I got this really weird error. I ran a sum over all elements in a matrix using thrust reduce. It ran well for most data, but it went wrong on one set.
code:
lbfgsfloatval_t sum(const DeviceVector& A){
thrust::device_ptr<lbfgsfloatval_t> ptr(A.getPtr());
thrust::device_vector<double> A_p(ptr, ptr + A.rows()*A.cols());
lbfgsfloatval_t sums = 0.0;
// reduce on host
for(int i = 0; i < A.rows()*A.cols();i++)
sums += A_p[i];
// reduce on device
lbfgsfloatval_t res = thrust::reduce(A_p.begin(), A_p.end());
cout << "cpu: " << sums << endl;
cout << "gpu: " << res << endl;
return res;
}
Notice the second group went wrong.
output:
cpu: -568.691
gpu: -568.691
cpu: 3.4972e-14
gpu: 1.40998e-14
cpu: 0.234375
gpu: 0.234375
I also tried not building thrust::device_vector, but use a raw pointer instead. Same output. I also tried cublas dot product. Same output.
I used matlab to confirm the cpu result above is correct.
What happened? Was it an underflow on GPU? Thanks!
I can only speculate on what could go wrong, but I would assume that is an underflow (or specifically, the difference in how CPUs and GPUs handle IEEE-754 denormalized numbers)
http://en.wikipedia.org/wiki/Denormal_number
Basically, CPUs handle them according to IEEE-754 standard, albeit very inefficiently.

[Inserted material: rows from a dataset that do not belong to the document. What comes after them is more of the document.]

PR #411, opened 2021-11-08
set zoom levels

gperonato:

PR #414, opened 2021-11-09
Use minimum zoom levels defined in the database instead of a fixed one

Kanma:
Those info were added by PR #411


gperonato:
Tested with #411 values.

PuckCh (approved):

PR #421, opened 2021-11-12
raster statistics 

cedricserugendo:


Kanma:
This is a replacement for `example_multiply` right?

PR #423, opened 2021-11-15
CM input layers

Kanma:
Add new options to specify the layers a CM can work on: "all_rasters", "all_vectors" and "none"


gperonato:
Thank you. I think the `none`option is what is needed by @zarch.

gperonato (approved):
For being future-proof, it would be useful to be able to select also the result of a CM as the input of another CM. I was thinking that the `heat demand` CM by @cedricserugendo  could be theoretically run on the output of the heatlearn cm.

PR #447, opened 2022-02-01
add a common module to all CMs for the management of rasters

cedricserugendo:


cedricserugendo:
I have added a function that could be common to all CMs in the same place

Kanma:
Shouldn't the functions be removed from `cm/cm_heat_demand/tools/geofile.py`?

cedricserugendo:
> Shouldn't the functions be removed from `cm/cm_heat_demand/tools/geofile.py`?

yes indeed, I thank you for your remark @Kanma 
I made the changes

Kanma (approved):

PR #448, opened 2022-02-01
add multiple chart option

cedricserugendo:


cedricserugendo:
I added the possibility to return several graphs in CM output

Kanma (approved):

PR #451, opened 2022-02-17
CM: hdd_cdd main refactoring

zarch:
The main changes on this PR are dealing with these main folders:
- `cm/base` where:
    - modify the `setup.py` file and 
    - add a `MANIFEST.in` file to also include the GeoTiff data used for testing;
    - change the `cm/base/requirements.txt`to include pandas and geopandas that are required by `cm/base/BaseCM/cm_hddcdd.py`;
-  `cm/base/BaseCM` where:
    - I moved the shared functions between the `hdd-cdd`and `refurbish` CM on a dedicated file: `cm/base/BaseCM/cm_hddcdd.py`. I've call it in that way for consistency with the other files;
    - I add the new version of the GeoTiff that is an extraction of the full dataset available in the [repository](https://gitlab.inf.unibz.it/URS/enermaps/hdd-cdd);
    - I add more testing
- `cm/hdd_cdd` more or less use the standard structure, with two main exceptions:
   -  the `schema.json` file that is generated automatically during the building process based on the data that has been downloaded;
   -  the `docker-compose`definition of the service that create a volume in `rw`mode to avoid to duplicate the shared data between the `hdd_cdd`and the `refurbish` CM.


cm/base/BaseCM/cm_hddcdd.py
```diff
@@ -0,0 +1,271 @@
...
+    # yrs = get_years()
+    # refyr = dict(
+    #     type="integer",
+    #     title="Reference year",
+    #     description="",
+    #     default=2020,
+    #     minimum=min(yrs),
+    #     maximum=max(yrs),
+    #     enum=yrs,
+    # )
```
cedricserugendo: Can we delete this part?

cm/base/BaseCM/cm_hddcdd.py
```diff
@@ -0,0 +1,271 @@
...
+            json.dump(schema, schfile, indent=2, sort_keys=True)
+    return schema
+
+
+def download_data():
+    # export CM_HDD_CDD_REPOSITORY=/tmp/hddcddrepo
+    # export INPUT_DATA_DIR=/tmp
+    #  /cm_inputs/hdd-cdd/
+    rdir = get_data_dir()
+    #  /cm_inputs/hdd-cdd/hdd-cdd-main/data
```
cedricserugendo: Can we delete the commented line ?

cm/base/BaseCM/test_hddcdd.py
```diff
@@ -0,0 +1,201 @@
+#!/usr/bin/env python3
+# -*- coding: utf-8 -*-
```
cedricserugendo, line 2: These tests are related to the CM hddcdd, ideally they should be in the directory of this CM 
If the tested features are used by several CMs, they will just have to be tested several times (maybe with different data depending on how the CM works)

cm/base/BaseCM/test_hddcdd.py
```diff
@@ -0,0 +1,201 @@
...
+        gj = deepcopy(GEOJSON)
+        geo = gpd.GeoDataFrame.from_features(gj["features"], crs="EPSG:4326").geometry
+        cx, cy = hc.compute_centroid(geo)
+        self.assertAlmostEqual(cx, round(11.04713688, ndigits=hc.DECIMALS))
+        self.assertAlmostEqual(cy, round(45.56383191, ndigits=hc.DECIMALS))
+
+    def test__reproj(self):
+        # https://epsg.io/transform#s_srs=4326&t_srs=3035&x=11.0132789&y=45.5228261
+        # (lat, lon)
+        # (45.5228261, 11.0132789) => (4400277.98, 2490583.97)
```
cedricserugendo: These lines should be the docstring of `hc.reproj` function

cm/hdd_cdd/Dockerfile
```diff
@@ -0,0 +1,94 @@
...
+    && cd /tmp/base && python3 setup.py install \
+    && python3 test.py \
+    && echo "-----\n"
+
+
+## ---------------------------------
+## Download required data and layers
+## ---------------------------------
+## by default use the python function to download the missing data
+RUN python3 -c "from BaseCM import cm_hddcdd as hc; hc.download_data()"
```
cedricserugendo: it may be a separate script call by the Docker file (only for reading issue)

cm/hdd_cdd/Dockerfile
```diff
@@ -0,0 +1,94 @@
...
+## -----------------------------
+## Generate the schema.json file
+## -----------------------------
+# extract from the data set the main parameters and save them on the schema.json
+RUN python3 -c "from pprint import pprint; \
+    from pathlib import Path; \
+    from BaseCM import cm_hddcdd as hc; \
+    schema = hc.get_hddcdd_schema(save=True, schema_path=Path('schema.json')); \
+    print('Generated schema:'); \
+    pprint(schema)"
```
cedricserugendo: it may be a separate script call by the Docker file (only for reading issue)

cm/hdd_cdd/worker.py
```diff
@@ -0,0 +1,53 @@
...
+    If there are many rasters, we select the first one.
+    """
+    # logging.info("=" * 50)
+    # logging.info("CM-HDD-CDD")
+    # logging.info("Selection:")
+    # logging.info(selection)
+    # logging.info("Rasters:")
+    # logging.info(rasters)
+    # logging.info("Params:")
+    # logging.info(params)
```
cedricserugendo: Can we delete this part ?

cedricserugendo (commented):
I made some small remarks/suggestions
the linter problem is also solved, I'm at your disposal if needed

cm/base/BaseCM/test_hddcdd.py
zarch: No these test are related to all the functions that are in the `BaseCM.cm_hddcdd` module. To me it make sense to add a test here, so in the same folder of where I defined the function.
Please consider the the refurbish CM is also using these functions.

cedricserugendo: yes it makes sense, we can keep the codes as you wrote it

cm/hdd_cdd/worker.py
```diff
@@ -0,0 +1,45 @@
...
+    base=cm_base.CMBase,
+    bind=True,
+    schema_path=schema_path,
+    input_layers_path=input_layers_path,
+)
+def hdd_cdd(self, selection: dict, rasters: list, params: dict):
+    """This is a calculation module that multiplies the raster by an factor.
+    If there is no raster, we raise a value error.
+    If there are many rasters, we select the first one.
+    """
```
cedricserugendo: we should change this docstring

cedricserugendo (approved):

PR #499, opened 2016-10-07
Num of attend

yongabyte:
The previous version of this branch would not do what it's set to do. Since the $scope.numOfattendant was only gonna keep track of one number, it won't properly display the correct number of attendance on a date if the date is not the most recent date.   

image


kmcnellis:
Thanks for catching that!

PR #501, opened 2016-10-18
Created a new panel on the projects page which shows the github commits for a project. For issue #457.

SaswatB:


client/app/projects/profile/profile.controller.js
```diff
@@ -18,6 +18,15 @@ angular.module('observatory3App')
                     $scope.checkUserProject();
                 }
             });
+            $('#github-commits').githubInfoWidget({ user: $scope.project.githubUsername, repo: $scope.project.githubProjectName, branch: 'master', last: 15 },
+              function() {
+                  console.log($('.github-user'));
```
agundy: Shouldn't commit the console.log

kmcnellis:
Nice! we should maybe think about styling it a little differently later (the darker inset looks a little off), but that might be part of an overhaul of the page.

screen shot 2016-10-25 at 12 34 40 pm

PR #506, opened 2016-10-24
Added some new tests

vkr96:


kmcnellis:
Could you list the new tests?

vkr96:
I only added two here- one actually creates a user session and the other test returns whether it is running ro nto

PR #509, opened 2016-10-27
Added seed files for achievements, added two new achievement tests

vkr96:
Added a test to check if uploading an achievement will work

Added a test to check if deleting an achievement will work

Added seed files for achievements


kmcnellis:
You should add a seed with a picture, and one with a multi-line description

PR #514, opened 2016-10-30
Fix bonus attendance recording

kmcnellis:
bonusDayCode was not defined, causing bonus and full day codes to not be distinguished

### DIFF
--- a/server/api/attendance/attendance.controller.js
+++ b/server/api/attendance/attendance.controller.js
@@ -102,7 +102,7 @@ exports.index = function(req, res) {
 exports.show = function(req, res) {
   Attendance.findById(req.params.id, function (err, attendance) {
     if(err) { return handleError(res, err); }
-    if(!attendance) { return res.send(404); }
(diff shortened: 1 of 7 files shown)


server/api/attendance/attendance.controller.js
```diff
@@ -185,15 +186,15 @@ exports.verifyFullAttendance = function(req,res){
     return getPresent(userId, isoDateToTime(new Date()), classYear._id, function(err,userAttendance){
       if (err) {return handleError(err)}
       if (!userAttendance.length){
-        return res.send(400, 'No attendance found');
+        return res.status(400).json('No attendance found');
```
agundy: this isn't valid json. How does it return?

kmcnellis: It returns properly. If you use .body it returns the string in the res.text field instead

agundy:
@kmcnellis to use send Json you need to give it a json object.

PR #517, opened 2016-10-31
Upgrade Deps

kmcnellis:
Remove some unused & upgrade others


agundy:
looks good except babel-runtime is needed for grunt serve:dist.

Issue #455, opened 2016-09-20
Github repo push integration


zmike808:

zmike808:
For now, I'm going to change the title from push integration to pull integration

zmike808:
PR submitted. @agundy could you look over it when you have some time?

agundy:
Thanks Mike I will!

PR #524, opened 2016-11-02
Feature/455 (Github pull integration #455)

zmike808:
Implemented feature #455. Only issue left is solving an async issue with the DB disconnecting before the commits finish saving. Besides that,  everything is working. So, I'd like to get my code reviewed and hopefully merged in.


kmcnellis:
Could you give a description of how everything works?

kmcnellis:
Could you give a d

server/workers/github.js
```diff
@@ -0,0 +1,58 @@
...
+ */
+
+var token = config.GITHUB_WORKER_TOKEN;
+var octoclient = octo.client(token);
+
+Project.find().exec().then(
+  function (projects) {
+    projects.forEach(
+      function (project) {
+        console.error("PROJECT: ", project.fullRepoPath);
```
kmcnellis: Remove console.log

server/workers/github.js
```diff
@@ -0,0 +1,58 @@
...
+        var ghrepo = octoclient.repo(project.fullRepoPath);
+        ghrepo.commits(
+          function (err, commitDataArray, headers) {
+            commitDataArray.forEach(
+              function (commitData) {
+                var newCommit = new Commit(commitData);
+
+                // super hacky, definitely need to abstract this before github's api changes and this goes boom!!
```
kmcnellis: Is there any way to record the author or prevent loading the same commit twice?

server/workers/github.js
kmcnellis: What happens if the project url is invalid?

server/workers/github.js
```diff
@@ -0,0 +1,58 @@
...
+            );
+          }
+        );
+      }
+    );
+  }
+).then(
+  function () {
+    // @TODO FIX ASYNC ISSUES SO DISCONNECT HAPPENS AFTER ALL SAVES HAVE COMPLETED.
+    // Spent like 4 hours trying to debug this, but javascript is just too magical and asynchronous for me =(
```
kmcnellis: Comments like these are best for the issue or PR, so that people can discuss them. What have you tried?

kmcnellis:
How often would this be run? Is there any way for an admin to run a batch?

server/workers/github.js
```diff
@@ -0,0 +1,58 @@
...
+var octo = require('octonode');
+/*
+ @TODO: IMPORT TOKEN FROM AN UNTRACKED/PRIVATE CONFIG FILE
+ */
+
+var token = config.GITHUB_WORKER_TOKEN;
+var octoclient = octo.client(token);
+
+Project.find().exec().then(
+  function (projects) {
```
kmcnellis: It would be better if this was modular and could be run on only a specific set of projects

server/config/environment/development.js
```diff
@@ -17,5 +17,8 @@ module.exports = {
   // For testing verification
   // attendanceVerificationRatio: 1,
 
-  seedDB: false
+  seedDB: false,
+  // Github token for worker, local.env.js kept returning undefined but it worked once I added it here...
+  GITHUB_WORKER_TOKEN: 'YOUR_KEY',
```
kmcnellis: Check out server/config/environment/index.js for examples of how to read from the environment variables to set a config variable.

server/workers/github.js
```diff
@@ -0,0 +1,58 @@
...
+            commitDataArray.forEach(
+              function (commitData) {
+                var newCommit = new Commit(commitData);
+
+                // super hacky, definitely need to abstract this before github's api changes and this goes boom!!
+                newCommit.project = project;
+                newCommit.message = commitData.commit.message;
+                newCommit.date = commitData.commit.author.date;
+                newCommit.commentCount = commitData.commit.comment_count;
+                return newCommit.save();
```
kmcnellis: You will probably have to use promises. The problem is that db.disconnect happens  after the `projects.forEach loop is done, not waiting for `ghrepo.commits` or `newCommit.save`.

server/workers/github.js
```diff
@@ -0,0 +1,58 @@
...
+        );
+      }
+    );
+  }
+).then(
+  function () {
+    // @TODO FIX ASYNC ISSUES SO DISCONNECT HAPPENS AFTER ALL SAVES HAVE COMPLETED.
+    // Spent like 4 hours trying to debug this, but javascript is just too magical and asynchronous for me =(
+    // It works perfectly with db.disconnect commented out, since it will always disconnect before the saves occur...
+    // db.disconnect();
```
kmcnellis: You probably don't want to disconnect unless you connected in the `+if (!module.parent)` statement

server/workers/github.js
zmike808: The author field of the Commit model is currently populated & saved. As for preventing the loading of the same commit, do you mean when scraping Github, or actually running a save to the DB?

zmike808:
If you run "node ./server/workers/github.js" it will attempt to populate commits for all existing projects in the database. However, because the DB is not disconnecting, it will hang instead of closing after finishing. But you can browse the commits collection and view the data. Also, the commit api endpoints for users should be working. However, the project endpoint isn't working yet because the query is wrong.

server/workers/github.js
kmcnellis: 👍

agundy:
@zmike808 have a chance to make any of the changes that Kiana has suggested?

zmike808:
Made a ton of changes. Much cleaner code & everything is currently working. Please check it out and let me know what you guys think so far, @kmcnellis @agundy. ALSO: Make sure to run npm install, since I switched to a different github API wrapper/library

zmike808:
Status Update: almost done. Just need to integrate it with our endpoints. Know exactly what I have to do, just need to figure out how to do it in javascript & ExpressJS. Which sounds like it should be easy...but javascript. 

Anyways, I'm planning on making a new branch and PR once I have everything done. Just to make things cleaner.

agundy:
@zmike808 Sounds good! Let us know when we can look at it or if you need anything

kmcnellis:
I think its actually better to just leave it on this branch / pr, btw. It saves history for anyone looking back to see how it was done. It'll be squashed before merging anyways.

zmike808:
Hi, just wanted to drop a quick update. I know grades are due soon, and we were suppose to have everything in by today. I've been working on this last bit and it's been taking much longer than I thought. I am going to try to give it another hour or two, and if I can't get the api integration working, I'll just leave it as a function/on demand worker that can be run by nodejs cli.

zmike808:
I couldn't end up getting the endpoints to work. I ended up just adding a function into the worker which will grab commits for alll projects. I also added functions to the worker to get commits for a project with date filtering, i.e. before x, or after y.

PR #535, opened 2016-11-10
Project tests

vkr96:
Added two new tests that make sure a student can create a project and that an admin can delete a project. However, admins should not be able to delete project since that should only be allowed for mentors.


agundy:
Good start!

server/api/project/project.spec.js
```diff
@@ -54,4 +62,29 @@ describe('POST /api/projects/', function() {
...
+        websiteUrl: "www.google.com"
+      })
+      .end((err,res) => {
+        expect(res.status).to.equal(201);
+        done(err);
+     });
+  });
+
+  it('Should delete a project', done=> {
+    var test_id = "000000000000000000000010";
```
agundy: is this always going to be true? might be better to generalize this?

PR #539, opened 2016-11-16
Ansible Initialization and Deploy Scripts

agundy:
With this commit, a server can be initialized easily and then the
playbook to deploy the app can be run once all the dependencies are in
place. Assumes the local build in dist is what is desired on the host.
Also uses the local.env.js file. Later this can be set and copied over.
Once the initizalize script is run the `letsencrypt.sh` file must be run
once manually to go through the letsencrypt steps.


vkr96:
@agundy is there a way to add documentation on the README for how exactly to deploy?

agundy:
I think we should add it to the wiki or other docs. Readme is going to get
cluttered if we keep doing that

kmcnellis:
Can we add a link in the readme to a wiki article about it? Otherwise, looks fine. I don't really have the means to test it, though. Esp. without instructions in said wiki

PR #546, opened 2016-11-30
add checkings to prevent generating duplicate daycodes

yongabyte:
I am aware of the that the code's failing one of the code submitting test,
but I didn't make any change to the attendance file 
and I couldn't reproduce the same output manually on local host 
help! @agundy 
npm test: 
image

 local host:
user is jane
image

### DIFF
--- a/server/api/classyear/classyear.controller.js
+++ b/server/api/classyear/classyear.controller.js
@@ -6,6 +6,7 @@
 
 var ClassYear = require('./classyear.model');
 var Attendance = require('../attendance/attendance.model');
+var SmallGroup = require('../smallgroup/smallgroup.model');
 
 // Get current class year
 exports.index = function(req, res) {
@@ -151,7 +152,8 @@ exports.daycode = function(req, res){
     });
     return classYear.save(function(err, classYear){
       if (err) return handleError(res, err);
-      res.send(200, code);
+      return res.status(200).json(code);
+
     });
   });
 };
@@ -220,5 +222,20 @@ function generateCode(codeLength){
       var character = (Math.floor(Math.random() * characterOptions.length));
       code = code.concat(characterOptions[character.toString()]);
   }
+  ClassYear.findOne({"dayCodes.code":code})
+    .exec(function(err, classYear){
+      if (err) return handleError(res, err);
+      if(classYear) {
+        generateCode(codeLength);
+      }
+      else{
+        SmallGroup.findOne({"dayCodes.code":code})
+          .exec(function(err, smallgroup){
+            if (err) return handleError(res, err);
+            if(smallgroup){
+              generateCode(codeLength);
+            }
+        });}
+    });  
   return code;
 }
--- a/server/api/classyear/classyear.controller.js
+++ b/server/api/classyear/classyear.controller.js
@@ -142,18 +142,20 @@ exports.daycode = function(req, res){
         return res.send(200, classYear.dayCodes[i].code);
       }
     }
-    //Not ambigious code generator, function at the bottom.
-    var code = generateCode(6);
-
-    classYear.dayCodes.push({
-      date: today,
-      code: code,
-      bonusDay: req.body.bonusDay ? true : false
-    });
-    return classYear.save(function(err, classYear){
+    //unique code generator, function at the bottom.
+    uniqueDayCode(generateCode(6),6,function(err,dayCode){
       if (err) return handleError(res, err);
-      return res.status(200).json(code);
+      var code = dayCode;
 
+      classYear.dayCodes.push({
+        date: today,
+        code: code,
+        bonusDay: req.body.bonusDay ? true : false
+      });
+      return classYear.save(function(err, classYear){
+        if (err) return handleError(res, err);
+        return res.status(200).json(code);
+      });      
     });
   });
 };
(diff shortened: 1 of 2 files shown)


server/api/smallgroup/smallgroup.controller.js
```diff
@@ -304,5 +304,20 @@ function generateCode(codeLength){
...
+        generateCode(codeLength);
+      }
+      else{
+        SmallGroup.findOne({"dayCodes.code":code})
+          .exec(function(err, smallgroup){
+            if (err) return handleError(res, err);
+            if(smallgroup){
+              generateCode(codeLength);
+            }
+        });}
```
agundy: should probably bump the `}` to the next line to align with the else indentation

agundy:
The problem is the switch from `res.send(200, code)` to `res.code(200).json(code)` i'm pretty sure. will test

server/api/classyear/classyear.controller.js
```diff
@@ -220,5 +222,20 @@ function generateCode(codeLength){
       var character = (Math.floor(Math.random() * characterOptions.length));
       code = code.concat(characterOptions[character.toString()]);
   }
+  ClassYear.findOne({"dayCodes.code":code})
```
agundy: this code should not be inside of the generateCode function. generate code is supposed to only create the code. We should do the checks outside of the function. Or at least not attempt to send error messages inside this function. you have response sending in the function but the response object isn't passed into generateCode. This will cause an exception if there ever is a duplicate code.

yongabyte: @agundy if a duplicate code was found, it would call itself to get another code.

yongabyte:
@agundy when I changed it back to res.send(200, code), it failed 3 more attendance api tests

server/api/classyear/classyear.controller.js
yongabyte: @agundy the reason that I put the checking inside generateCode was meant to make sure when generateCode return a code to daycode, the returning code must not be a duplicate one.

server/api/classyear/classyear.controller.js
```diff
@@ -220,5 +222,20 @@ function generateCode(codeLength){
...
+    .exec(function(err, classYear){
+      if (err) return handleError(res, err);
+      if(classYear) {
+        generateCode(codeLength);
```
kmcnellis: Should be a return generateCode(codeLength);

server/api/classyear/classyear.controller.js
kmcnellis: This function is expected to be synchronous. By adding in the ClassYear.findOne, you are making it async. Anything within the findOne block can no longer correctly return a string to the calling function, and it will break. Also, by having a `handleError(res, err);` you are both trying to return an error and using variables that have not been defined in the function. Try hardcoding in a code that you know is in the database (for the top level of recursion only) to try out your code.  In the long term, you should probably write a async function that handles calling generateCode as many times as needed to get a unique one. I would also suggest that if you get a collision, increase the size of the code by 1 to avoid the possibility of failing many times in a row.

server/api/classyear/classyear.controller.js
```diff
@@ -220,5 +222,20 @@ function generateCode(codeLength){
...
+      }
+      else{
+        SmallGroup.findOne({"dayCodes.code":code})
+          .exec(function(err, smallgroup){
+            if (err) return handleError(res, err);
```
kmcnellis: This will cause an error because `res` and `err` are not defined.

server/api/classyear/classyear.controller.js
```diff
@@ -220,5 +222,20 @@ function generateCode(codeLength){
...
+            if(smallgroup){
+              generateCode(codeLength);
```
kmcnellis: If this function was a correct async one, you should have a `return generateCode(codeLength)`

server/api/smallgroup/smallgroup.controller.js
```diff
@@ -304,5 +304,20 @@ function generateCode(codeLength){
       var character = (Math.floor(Math.random() * characterOptions.length));
       code = code.concat(characterOptions[character.toString()]);
   }
+  ClassYear.findOne({"dayCodes.code":code})
```
kmcnellis: This entire segment doesn't currently get executed before the  return code at the bottom is finished. Therefore if it finds the code is duplicate, nothing but an exception would occur.

server/api/classyear/classyear.controller.js
```diff
@@ -141,17 +142,20 @@ exports.daycode = function(req, res){
...
-    var code = generateCode(6);
-
-    classYear.dayCodes.push({
-      date: today,
-      code: code,
-      bonusDay: req.body.bonusDay ? true : false
-    });
-    return classYear.save(function(err, classYear){
+    //unique code generator, function at the bottom.
+    uniqueDayCode(generateCode(6),6,function(err,dayCode){
```
yongabyte: for testing, you can pass in any existing code for the first parameter. e.g uniqueDayCode(any-code , 6 , ......

server/api/classyear/classyear.controller.js
```diff
@@ -219,6 +223,27 @@ function generateCode(codeLength){
...
   return code;
 }
+
+//Generating unique code.
+function uniqueDayCode(code,codeLength,callback){  
+  ClassYear.findOne({"dayCodes.code":code})
+    .exec(function(err, classYear){
+      if (err) return callback("error when getting dayCode",null);
+      if(classYear) {
+        return uniqueDayCode(generateCode(codeLength+1),codeLength+1,callback);
```
kmcnellis: This is ugly. Would be a lot cleaner if generateCode was just called at the beginning of uniqueDayCode. Then you don't need to define the code length twice.

kmcnellis:
Eventually we should move this to a common helper function, but this is a good solution for now!

kmcnellis:
@agundy ?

GPUs, on the other hand, generally equate them to 0. I do not know if there is a CUDA way to force CPUs to also flush denormalized numbers for development purposes (I mostly do OpenCL), but the C/C++ way is usually
_MM_SET_FLUSH_ZERO_MODE(_MM_FLUSH_ZERO_ON);
Or, in gcc, compile with -ffast-math
.
Check this SO question: Why does changing 0.1f to 0 slow down performance by 10x?